Of all the lines below, output only those starting at the one with "PR #3291, opened 2025-10-15" and ending at the one with "Disable ApplicationTelemetry.process_memory() periodic", both ends included, exactly as written.

----------------------------------------

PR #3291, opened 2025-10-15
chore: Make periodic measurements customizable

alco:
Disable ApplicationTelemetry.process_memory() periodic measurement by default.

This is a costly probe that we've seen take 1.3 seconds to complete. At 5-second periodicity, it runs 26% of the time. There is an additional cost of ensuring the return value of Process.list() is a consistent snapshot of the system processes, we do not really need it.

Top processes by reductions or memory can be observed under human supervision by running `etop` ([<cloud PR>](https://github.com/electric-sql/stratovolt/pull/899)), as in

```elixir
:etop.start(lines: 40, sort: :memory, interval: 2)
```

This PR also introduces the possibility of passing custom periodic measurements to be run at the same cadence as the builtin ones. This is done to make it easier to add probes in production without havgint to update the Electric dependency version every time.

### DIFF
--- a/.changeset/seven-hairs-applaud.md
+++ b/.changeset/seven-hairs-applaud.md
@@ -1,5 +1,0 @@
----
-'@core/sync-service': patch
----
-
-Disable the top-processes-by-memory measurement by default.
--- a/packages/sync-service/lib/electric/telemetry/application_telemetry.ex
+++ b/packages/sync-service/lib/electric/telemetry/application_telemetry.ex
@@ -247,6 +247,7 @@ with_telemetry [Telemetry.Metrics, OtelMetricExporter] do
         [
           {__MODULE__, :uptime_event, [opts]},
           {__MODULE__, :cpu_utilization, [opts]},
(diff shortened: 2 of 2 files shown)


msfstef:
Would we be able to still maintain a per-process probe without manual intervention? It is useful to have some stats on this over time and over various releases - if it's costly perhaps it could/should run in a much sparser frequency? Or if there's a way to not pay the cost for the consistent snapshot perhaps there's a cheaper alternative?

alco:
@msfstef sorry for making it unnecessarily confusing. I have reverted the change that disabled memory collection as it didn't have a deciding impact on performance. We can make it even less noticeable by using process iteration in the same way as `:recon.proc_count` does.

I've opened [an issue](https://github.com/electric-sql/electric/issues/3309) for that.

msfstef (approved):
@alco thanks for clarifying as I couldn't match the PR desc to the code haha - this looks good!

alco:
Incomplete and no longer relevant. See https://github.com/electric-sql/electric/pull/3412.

----------------------------------------

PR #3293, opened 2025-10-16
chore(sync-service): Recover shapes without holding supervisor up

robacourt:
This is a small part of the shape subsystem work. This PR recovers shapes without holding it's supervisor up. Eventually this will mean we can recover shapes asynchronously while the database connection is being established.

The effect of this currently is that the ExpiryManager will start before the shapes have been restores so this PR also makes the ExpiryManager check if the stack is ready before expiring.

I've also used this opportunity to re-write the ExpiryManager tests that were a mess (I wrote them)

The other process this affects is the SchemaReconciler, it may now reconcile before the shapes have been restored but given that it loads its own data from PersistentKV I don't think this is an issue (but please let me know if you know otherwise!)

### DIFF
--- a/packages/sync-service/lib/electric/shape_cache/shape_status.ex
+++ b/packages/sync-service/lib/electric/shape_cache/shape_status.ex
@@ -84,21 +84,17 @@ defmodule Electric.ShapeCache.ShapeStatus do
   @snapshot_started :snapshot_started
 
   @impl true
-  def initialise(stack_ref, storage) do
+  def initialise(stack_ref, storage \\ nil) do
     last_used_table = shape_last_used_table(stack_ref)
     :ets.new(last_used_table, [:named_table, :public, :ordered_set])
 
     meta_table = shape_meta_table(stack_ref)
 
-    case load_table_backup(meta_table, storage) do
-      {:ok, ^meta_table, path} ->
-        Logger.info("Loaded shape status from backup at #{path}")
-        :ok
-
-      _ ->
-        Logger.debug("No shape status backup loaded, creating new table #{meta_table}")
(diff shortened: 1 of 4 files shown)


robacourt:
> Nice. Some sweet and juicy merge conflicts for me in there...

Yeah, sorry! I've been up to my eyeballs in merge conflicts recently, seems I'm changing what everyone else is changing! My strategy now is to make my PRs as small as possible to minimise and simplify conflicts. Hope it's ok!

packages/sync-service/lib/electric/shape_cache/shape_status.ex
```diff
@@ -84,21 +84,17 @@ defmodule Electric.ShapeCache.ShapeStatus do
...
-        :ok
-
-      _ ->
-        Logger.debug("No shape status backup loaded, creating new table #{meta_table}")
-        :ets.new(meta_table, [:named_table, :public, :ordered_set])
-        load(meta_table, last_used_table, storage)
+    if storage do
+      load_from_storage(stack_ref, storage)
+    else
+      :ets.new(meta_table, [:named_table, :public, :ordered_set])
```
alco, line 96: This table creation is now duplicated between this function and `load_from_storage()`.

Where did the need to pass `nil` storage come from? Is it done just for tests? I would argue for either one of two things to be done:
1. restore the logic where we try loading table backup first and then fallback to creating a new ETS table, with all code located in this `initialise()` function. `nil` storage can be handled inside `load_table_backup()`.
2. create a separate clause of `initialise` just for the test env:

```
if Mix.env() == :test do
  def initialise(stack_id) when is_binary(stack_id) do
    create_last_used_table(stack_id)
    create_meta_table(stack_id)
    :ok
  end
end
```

----------------------------------------

- Response for this exercise:
PR #3291, opened 2025-10-15
chore: Make periodic measurements customizable

alco:
Disable ApplicationTelemetry.process_memory() periodic measurement by default.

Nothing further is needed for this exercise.